▶ [Task to complete]: From the records below, print exactly the lines starting at the one containing "Josh-Cena: > Weird" and ending at the one containing "I'm thinking about", ends included, and nothing else.

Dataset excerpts

PR #5578, opened 2021-09-16
feat(v2): allow specifying TOC max depth (themeConfig + frontMatter)

### LINKED ISSUE #2700: Configure table-of-contents heading levels (h2, h3, h4...)

erickzhao:
Feature started by @erickzhao, completed by @slorber 

## Breaking changes

- TOC theme components have been refactored for better futureproofness: you might need to upgrade your swizzled components accordingly.
- new `@theme/TOCItems` component
- refactored `@theme/BlogLayout`: `toc` prop now accepts a `<TOC>` ReactNode instead of the toc json object.
- move `useTOCHighlight` to theme-common package

## Motivation

Fixes #2700

This PR is based on the implementation suggestion from https://github.com/facebook/docusaurus/pull/4310#pullrequestreview-604256993:

> * let the remark plugin computes the TOC with infinite length
> * handle the max depth at render time directly in the theme

New frontmatter toc heading level config:

```tsx
  toc_min_heading_level?: number;
  toc_max_heading_level?: number;
```

New themeConfig toc heading level (for default levels)

```js
module.exports = {
  themeConfig: {
    tableOfContents: {
      minHeadingLevel: 2,
      minHeadingLevel: 3,
    },
  },
};
```

Example of `toc_max_heading_level:5` on https://docusaurus.io/docs/i18n/crowdin

TOC at maxDepth 5

Yep.

## Test Plan

Unit tests

Dogfooding, deploy preview links:
- https://deploy-preview-5578--docusaurus-2.netlify.app/tests/docs/toc/toc-test-good
- https://deploy-preview-5578--docusaurus-2.netlify.app/tests/blog/2021/08/21/blog-post-toc-tests
- https://deploy-preview-5578--docusaurus-2.netlify.app/tests/pages/page-toc-tests

## Related PRs

See https://github.com/facebook/docusaurus/pull/4310 for original implementation


website/docs/api/themes/theme-configuration.md
```diff
@@ -757,6 +757,32 @@ module.exports = {
...
 
+## Table of Contents {#table-of-contents}
+
+You can adjust the table of contents via `themeConfig.tableOfContents`.
+
+<small>
+
+| Name       | Type     | Default | Description                            |
+| ---------- | -------- | ------- | -------------------------------------- |
+| `maxDepth` | `number` | `3`     | Max heading level displayed in the TOC |
```
erickzhao, line 768: I wonder if this should be named `maxLevel`. The number actually corresponds to the highest heading level. I think the unified AST has this property as `depth`, so I used `maxDepth`, but it might be confusing to users that `maxDepth:2` corresponds to a flat TOC (only H2)
 
Also, how can I document that 2-6 is the good value range? Suggestions appreciated.

erickzhao (commented):
A few thoughts on my own implementation :)

packages/docusaurus-theme-classic/src/theme/TOC/index.tsx
```diff
@@ -24,10 +25,16 @@ const TOC_HIGHLIGHT_PARAMS: TOCHighlightParams = {
 export function TOCHeadings({
   toc,
   isChild,
+  depth: headingLevel,
 }: TOCHeadingsProps): JSX.Element | null {
+  const {tableOfContents} = useThemeConfig();
+  const maxDepth = tableOfContents?.maxDepth ?? 3;
```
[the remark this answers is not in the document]
Josh-Cena: Since you've already added a default value in Joi validation, there's no need to duplicate it here (Joi validation actually mutates the object)
Would it make sense to add a `minDepth` option as well? Would the user sometimes not want to have `h2` headings?

website/docs/api/themes/theme-configuration.md
Josh-Cena: I think we should use `maxDepth` and `maxDepth: 1` to mean only `h2` nodes🧐

You can just say "Number of heading levels displayed in the TOC. Should be an integer between 1 and 5", there's no format requirement about anything

packages/docusaurus-theme-classic/src/theme/TOC/index.tsx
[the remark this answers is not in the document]
erickzhao: > Since you've already added a default value in Joi validation, there's no need to duplicate it here (Joi validation actually mutates the object)

Weird because I get the following error when I don't have the null coalescing part:

```
TypeError: Cannot destructure property 'maxDepth' of 'tableOfContents' as it is undefined.
```

image


`git diff` of the code change:
```diff
diff --git a/packages/docusaurus-theme-classic/src/theme/TOC/index.tsx b/packages/docusaurus-theme-classic/src/theme/TOC/index.tsx
index 83c3d2930..4dfe9038c 100644
--- a/packages/docusaurus-theme-classic/src/theme/TOC/index.tsx
+++ b/packages/docusaurus-theme-classic/src/theme/TOC/index.tsx
@@ -28,7 +28,7 @@ export function TOCHeadings({
   depth: headingLevel,
 }: TOCHeadingsProps): JSX.Element | null {
   const {tableOfContents} = useThemeConfig();
-  const maxDepth = tableOfContents?.maxDepth ?? 3;
+  const { maxDepth } = tableOfContents;
   if (!toc.length) {
     return null;
   }
```

packages/docusaurus-mdx-loader/src/remark/toc/search.ts
```diff
@@ -8,40 +8,83 @@
...
+      const prev = headings[prevIndex];
+      if (curr.level > prev.level) {
+        curr.parentIndex = prevIndex;
+      } else if (curr.level < prev.level) {
+        curr.parentIndex = getParentIndex(prev.parentIndex, curr.level);
+      } else {
+        curr.parentIndex = prev.parentIndex;
+      }
+    }
+  });
```
Josh-Cena, line 73: I see a better solution here: record "the nearest `h2`~`h6` node indices" as an array `closestNode[]`, and thus `curr.parentIndex = closestNode[curr.level - 1]`. And then you update by `closestNode[curr.level] = currIndex`

packages/docusaurus-theme-classic/src/theme/TOC/index.tsx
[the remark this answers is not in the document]
erickzhao: > Would it make sense to add a minDepth option as well? Would the user sometimes not want to have h2 headings?

Personally I think this feels like an anti-pattern since you generally want to utilize all markdown heading levels. I could see it for some niche cases like having a single `h2` on a page and not wanting to nest all of your `h3` inside, but feels funny to have it on site-wide in the theme config.

Happy to implement it if others feel differently.

Josh-Cena:
Invited from Discord :P

LGTM, left some inline comments. Just realized that I gave two contradictory suggestions: using `maxDepth` to mean the depth of TOC rather than depth of headings and adding a `minDepth` option🤦‍♂️ I guess the latter is the way to go, and renaming it to `maxLevel` would make sense

I'd also want a `toc_max_level` and `toc_min_level` front matter in Markdown files for more granular control

packages/docusaurus-theme-classic/src/theme/TOC/index.tsx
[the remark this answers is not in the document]
Josh-Cena: > Weird because I get the following error when I don't have the null coalescing part

Oh yeah, you need to provide a default value for the entire `tableOfContents` config object as well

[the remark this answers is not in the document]
Josh-Cena: > but feels funny to have it on site-wide in the theme config.

I'm thinking about adding a per-doc option `minLevel` as well, and just for the sake of uniformity, I think a site-level config is worth it. But seems @slorber doesn't particularly like too many APIs, so let's see🤷‍♂️

packages/docusaurus-mdx-loader/src/remark/toc/search.ts
Josh-Cena: Just realized there's one weird case where my algorithm doesn't work:

```
## h2
#### h4
### h3
##### h5
```

Maybe something that says "find the value in `closestNode` with a smaller level than `curr.level` and the largest index possible?

packages/docusaurus-theme-classic/src/theme/TOC/index.tsx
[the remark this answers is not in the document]
erickzhao: > Since you've already added a default value in Joi validation, there's no need to duplicate it here (Joi validation actually mutates the object)

Addressed this in 0785423

website/docs/api/themes/theme-configuration.md
erickzhao: Addressed in 7269c0f

I went for `maxHeadingLevel` to be _super_ explicit

lex111:
@erickzhao thank you for tackling this issue! Yeah, overriding/setting TOC level on per Markdown doc basis would be awesome. Are you interested in doing this?

packages/docusaurus-theme-classic/src/theme/TOC/index.tsx
```diff
@@ -42,7 +49,11 @@ export function TOCHeadings({
             // eslint-disable-next-line react/no-danger
             dangerouslySetInnerHTML={{__html: heading.value}}
           />
-          <TOCHeadings isChild toc={heading.children} />
+          <TOCHeadings
+            isChild
+            toc={heading.children}
+            depth={headingLevel + 1}
```
Josh-Cena, line 55: I was thinking of this API:

```ts
<TOC maxHeadingLevel={3} />
<TOCCollapsible maxHeadingLevel={3} />
<TOCInline maxHeadingLevel={3} />
```

And then for each level of `TOCHeadings` decrease `depth` by 1:

```ts
  if (depth === 0) {
    return null;
  }
  // ...
        <TOCHeadings
            isChild
            toc={heading.children}
            depth={headingLevel - 1}
  // ...
```

This way you don't need to hook into themeConfig in every `TOCHeadings` and when you use `TOCInline` as a separate component (which is documented usage) you can also customize its depth

erickzhao:
I'll take a look at implementing the per-doc frontmatter config over the weekend. Thanks for the tips! :)

erickzhao:
@Josh-Cena @lex111 

I just realized that this current recursion-based approach is flawed if the Markdown doesn't follow [W3C heading level guidelines](https://www.w3.org/WAI/tutorials/page-structure/headings/#:~:text=Skipping%20heading%20ranks%20can%20be,it%20closes%20the%20previous%20section.):

> Skipping heading ranks can be confusing and should be avoided where possible: Make sure that a `<h2>` is not followed directly by an `<h4>`, for example. It is ok to skip ranks when closing subsections, for instance, a `<h2>` beginning a new section, can follow an `<h4>` as it closes the previous section.

e.g. If someone skips from `h2` to `h4` and `maxHeadingLevel` is `h3`, the current alg will still recurse twice and pick up the `h4` in the TOC.

I see 3 possible solutions to handle incorrectly formatted heading levels:

1️⃣ Refactor the `TOCItem` type to also contain the heading level and add level-specific logic.
2️⃣ Directly expose `maxHeadingDepth` instead of `maxHeadingLevel`.
3️⃣ Assume that the user has correctly-formatted headings (i.e. no level skips) and disclose that the `maxHeadingLevel` setting won't work well if your heading hierarchy is incorrect.

I think 1️⃣ is the best solution if we do want to also expose the per-document `toc_min_heading_level` frontmatter option, since we would need to keep track of the levels here anyways.

packages/docusaurus-theme-classic/src/theme/TOC/index.tsx
erickzhao: Addressed in 213289e

Josh-Cena:
Yes, 1️⃣ would probably work the best
Also, I guess the refactor in https://github.com/facebook/docusaurus/pull/5578#discussion_r710563256 would probably make the code much shorter🧐 Can you check that comment?

packages/docusaurus-mdx-loader/src/remark/toc/search.ts
```diff
@@ -8,40 +8,75 @@
...
+  // Each entry <i> is the last index of the `headings` array at heading level <i>.
+  // We will modify these indices as we iterate through all headings.
+  // e.g. if an ### H3 was last seen at index 2, then prevIndexForLevel[3] === 2
+  // indices 0 and 1 will remain unused.
+  const prevIndexForLevel = Array(7).fill(-1);
+
+  headings.forEach((curr, currIndex) => {
+    // take the last seen index for each ancestor level. the highest
+    // index will be the direct ancestor of the current heading.
+    const ancestorLevelIndexes = prevIndexForLevel.slice(2, curr.level);
```
Josh-Cena, line 61: `Math.max(...prevIndexForLevel.slice(2, 2)) = Math.max(...[]) = -Infinity`, although that doesn't break the algorithm, does it really make sense?

website/docs/api/plugins/plugin-content-blog.md
```diff
@@ -186,6 +186,8 @@ Accepted fields:
 | `tags` | `Tag[]` | `undefined` | A list of strings or objects of two string fields `label` and `permalink` to tag to your post. |
 | `draft` | `boolean` | `false` | A boolean flag to indicate that the blog post is work-in-progress and therefore should not be published yet. However, draft blog posts will be displayed during development. |
 | `hide_table_of_contents` | `boolean` | `false` | Whether to hide the table of contents to the right. |
+| `toc_max_heading_level` | `number` | `4` | The max heading level shown in the table of contents. Must be between 2 and 6. |
+| `toc_min_heading_level` | `number` | `2` | The minimum heading level shown in the table of contents. Must be between 2 and 6 and lower or equal to the max value. |
```
lex111, line 190: Honestly, don't really understand why we need option to set min level, it seems bit redundant. Usually people would need to specify max depth, or not?

erickzhao: I took that from @Josh-Cena's review comment https://github.com/facebook/docusaurus/pull/5578#discussion_r710573699.

I'm personally a -0 on it (see https://github.com/facebook/docusaurus/pull/5578#discussion_r710572371), but wanted to write the implementation so that we could have it and just removed it if it was deemed unnecessary in the API.

website/docs/guides/markdown-features/markdown-features-inline-toc.mdx
```diff
@@ -5,15 +5,17 @@ description: Using inline table-of-contents inside Docusaurus Markdown
...
 Each Markdown document displays a tab of content on the top-right corner.
 
 But it is also possible to display an inline table of contents directly inside a markdown document, thanks to MDX.
 
 ## Full table of contents {#full-table-of-contents}
 
-The `toc` variable is available in any MDX document, and contain all the top level headings of a MDX document.
+The `toc` variable is available in any MDX document, and contains all the headings of a MDX document.
+
+By default, only h2 and h3 variables will be shown in the TOC, but you can change which heading levels will be show by setting `maxHeadingLevel` or `minHeadingLevel`.
```
HonkingGoose, line 18:
```suggestion
By default, only `h2` and `h3` headings are displayed in the TOC.
You can change which heading levels are visible by setting `maxHeadingLevel` or `minHeadingLevel`.
```

How about this?

- Use monospaced font for `h2` and `h3`.
- Rewrite sentences to be easier to understand and read.

packages/docusaurus-mdx-loader/src/remark/toc/search.ts
slorber: 🤪 my head hurts 🤯 will have to take more time reviewing this.

We need more test cases to cover the edge cases

packages/docusaurus-theme-classic/src/theme/TOC/index.tsx
```diff
@@ -42,18 +38,60 @@ export function TOCHeadings({
...
+            minHeadingLevel={minHeadingLevel}
+          />
         </li>
-      ))}
-    </ul>
-  );
+      );
+      // if we're not at the min level yet AND we have children at future levels, don't
+      // wrap the recursive `TOCHeadings` component with another <ul>
+    } else if (heading.level < minHeadingLevel && heading.children) {
```
slorber, line 51: why not filter the headings that are < min ahead of time? 

That would prevent having to deal with such use-case and we wouldn't need the extra isInnerList prop?

packages/docusaurus-theme-classic/src/theme/TOCInline/index.tsx
```diff
@@ -10,39 +10,92 @@ import clsx from 'clsx';
...
-  if (!toc.length) {
+  // if no headings or every heading is too deep, return nothing
+  if (!toc.length || toc.every((heading) => heading.level > maxHeadingLevel)) {
     return null;
   }
-  return (
-    <ul className={isChild ? '' : 'table-of-contents'}>
-      {toc.map((heading) => (
+
+  const prunedTOC = toc.map((heading) => {
```
slorber, line 34: this duplicates algorithmic logic with TOC, we should find a way to factorize it if it can't be simplified

slorber (changes requested):
Thanks @erickzhao for creating this PR

I've added many inline review comments.

If you want this PR to be merged asap, the best is probably to let me complete it.

Let me know if you want to handle the review yourself, otherwise I should be able to commit to your branch.

My suggestion would be to dogfood this feature a bit on our test instance https://docusaurus.io/tests/docs
What about creating a few docs there using different frontmatter min/max + setting theme max=4 by default? This would make it easier to review that this is working

packages/docusaurus-theme-classic/src/theme/TOC/index.tsx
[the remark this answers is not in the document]
slorber: For consistency I'd rather have min/max everywhere, even if min is less likely to be used and mostly for weird use-cases

website/docs/api/themes/theme-configuration.md
slorber: Not sure what's best but using `minHeadingLevel` & `depth` (`>= 0`) is also an option.

`maxHeadingLevel` can be computed from `minHeadingLevel + depth`

This feature is not so simple to design IIMHO, there are some edge cases (like the user using h2, then h4). 

The API has potential implications on the rendering logic for such edge-cases

packages/docusaurus-theme-classic/src/theme/TOC/index.tsx
slorber: looks like this has been reverted right? I liked the idea of recursive `depth - 1`

slorber: > e.g. If someone skips from h2 to h4 and maxHeadingLevel is h3, the current alg will still recurse twice and pick up the h4 in the TOC.

I see.

If the user uses h2 + h4, let's not display h4 in the TOC by default, because it's not retro-compatible with the current behavior.

erickzhao:
> If you want this PR to be merged asap, the best is probably to let me complete it.
@slorber I'd be happy to let you finish this PR off! Glad I could get the ball rolling. :)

▶ [Solved problem]:
Josh-Cena: > Weird because I get the following error when I don't have the null coalescing part

Oh yeah, you need to provide a default value for the entire `tableOfContents` config object as well

[the remark this answers is not in the document]
Josh-Cena: > but feels funny to have it on site-wide in the theme config.

I'm thinking about adding a per-doc option `minLevel` as well, and just for the sake of uniformity, I think a site-level config is worth it. But seems @slorber doesn't particularly like too many APIs, so let's see🤷‍♂️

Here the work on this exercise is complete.